PR #2125, opened 2017-05-01
Schema discovery service

### LINKED ISSUE #1715: Statistical Structural Types: Phase A
**Statistical Structural Types**. Having a performant, responsive means for the front-end to obtain increasingly accurate statistical information about the structural characteristics of a data set will enable much improved user-experiences, and improve the fidelity of front-end experiences that currently rely on a (non-random) sample of a small number of values from a data set.

Statistical structural types describe, in a structured and statistical representation isomorphic to SQL2's pattern language, an underlying data set in a compressed way.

_EXERCISE REQUIREMENTS_
Identify each line in the records above that contains the word "data", and copy it out in full.

_RESPONSE AREA_
**Statistical Structural Types**. Having a performant, responsive means for the front-end to obtain increasingly accurate statistical information about the structural characteristics of a data set will enable much improved user-experiences, and improve the fidelity of front-end experiences that currently rely on a (non-random) sample of a small number of values from a data set.
Statistical structural types describe, in a structured and statistical representation isomorphic to SQL2's pattern language, an underlying data set in a compressed way.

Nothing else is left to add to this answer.